P.S. I love that poem -- ah yes, of cabbages and kings.


At 9:03 PM, Anonymous Anonymous said...

With all those great sayings already at your disposal, I couldn't possibly add anymore except to say that you are so not alone.

This is what we did and I'm not sure if its a good thing or a bad thing, but its something: we wrote out one scenario (without baby #2 for us) and looked at the jobs, where to live, what to buy/sell and then did another one (with baby #2 in the mix) and we've compromised down the middle mostly for more than a year and a half now. The stuff that we really had to do, we did (changed a job) and let the reality of that work into the fertility treatments.

Its helped as the months and tries haven't been successful not to have the added unhappy with career pressure stuff too. We didn't move and there are moment when I feel like I just can't stand...(the kitchen anymore, etc.) because we will have one set of choices with two kids and one set of choices with one. We're close to over (either with or without a baby) with this part of our journey and its just not easy.


At 9:51 PM, Anonymous Anonymous said...

Plans? Those left with my size 8 jeans, my vanity and the last of our savings.

I've learned to only PLAN about 24 hours in advance. If I'm lucky.

The only longterm planning done in the Vintage house are "doomsday plans". These are the ones you plan on doing if the cycle fails. I'm already projecting Hawaii in January. Want to come?


At 10:52 PM, Blogger sherry said...

Mare, you've said it like only you can. Beautifully...

At 11:31 PM, Anonymous Anonymous said...

Hi Mare,
Once again you put it all perfectly. The loss of years to this process and the loss of the ability to plan are two of the most painful losses of infertility. But if you don't mind my saying so, I think you should chuck the idea of living child-free. I know, who am I to say such a thing!

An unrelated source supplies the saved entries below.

PR #88, opened 2018-12-21
New class to handle retrieving CQL rules from CDS Connect.

plarocque4:


lpdecelles:
Pat,

I am seeing errors when building (see screen shot below). Is there something missing in the project?

Note: I was able to build Keeyan's "cleanup" branch so think my environment is OK. 

Larry

screen shot 2018-12-31 at 2 25 18 pm

PR #89, opened 2018-12-28
[DME146] Openshift

KeeyanGhoreshi:
This PR adds support for openshift.  Most of the commits are small changes to the code that are quickly overwritten and changed.  The basic idea is that the projects relevant to the server (server + operations + resources) have a new `pom.xml` file along with an "aggergator" `pom.xml` in the parent directory that identifies the modules needed to run the server.  

The server `pom.xml` contains most of the changes.  It produces a single jar file when it builds the project which is what openshift uses to run the server.  Openshift was looking for jars, not wars, so this is why that change happened. Gradle will still output a war. 

All the `pom.xml` files are generated using gradle's maven plugin.  `gradle install` will create the pom.  For future consideration, it might be useful to have a script that automatically updates the `pom.xml` files when the gradle build changes, since the built out `pom.xml` is not sufficient and needs some static extras to go along with the dependencies to build the jar correctly.

There's an odd change in the commits where a line in `RequestLog` had to be deleted because it had non-ascii characters.  Someone wrote a comment with special quotation marks.

Also this thing runs on port 8080 now since that's what openshift wants to run it on.  I will probably have to change the port `ehr-server` runs on when I add it to openshift.  

Some notes on the openshift build for future readme editing (after the ehr-server & smart app are hopefully run in openshift as well). The app is built with red hat openjdk 8 image.  It uses the base directory as its context directory and pulls from this branch (the openshift branch).  After this gets merged in I'll have to change it to master.  The build needs to be configured such that the environment variable `ARTIFACT_DIR` is set to `server/target`.  This is what lets all three modules get built but only the `server` gets deployed.


KeeyanGhoreshi:
Openshift-ehr branch merge adds the pom for ehr-server that openshift uses to run the ehr server. Besides some small fixes to the pom to get it to be compliant, the only thing that really needed to be done was specify the `finalName` in the maven build so that the path to the server would be ehr-server instead of what it apparently used to be - /ehr-server-unspecified/r4.

Some notes for setting it up in openshift:

Tomcat 8 builds but eventually crashes openshift because it makes, and then logs, some proxy call every 10 seconds forever.
JBoss Web Server 3.1 Tomcat 7 runs it successfully with no weird logging bugs.

server/src/main/resources/application.yml
```diff
@@ -13,7 +13,7 @@ spring:
       hibernate.dialect: org.hibernate.dialect.H2Dialect
       hibernate.hbm2ddl.auto: create-drop
 server:
-  port: 8090
+  port: 8080
```
eedrummer: This is likely to break things, like the `crd-request-generator`. I think we either need a strategy for running both the ehr-server and this on the same machine or figure out a way to make OpenShift happy with it running on `8090`.

KeeyanGhoreshi: I got openshift to run it on 8090 so we should be good now.  For reference, you gotta change the service and deployment YAMLs to use port 8090.

lpdecelles:
Keeyan, It looks like you made the changes Andy suggested. Is that correct?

But it just echoes in your words that living child-free would be an unhappy outcome for you. Sadly and unfairly, it might be a couple of years before you have that bambino, but I'd say live/work/move to your heart's content up to that point where the door stays open for a kid.

I'm so sorry Mare. This just stinks. On top of that double-whammy last week (same exact thing happened to me).

Good wishes to you!

At 5:42 PM, Blogger Orodemniades said...


Damned NHS.

At 3:10 AM, Blogger NSR said...

I agree. The worst part is not being able to move in any direction. So we are just stuck, waiting.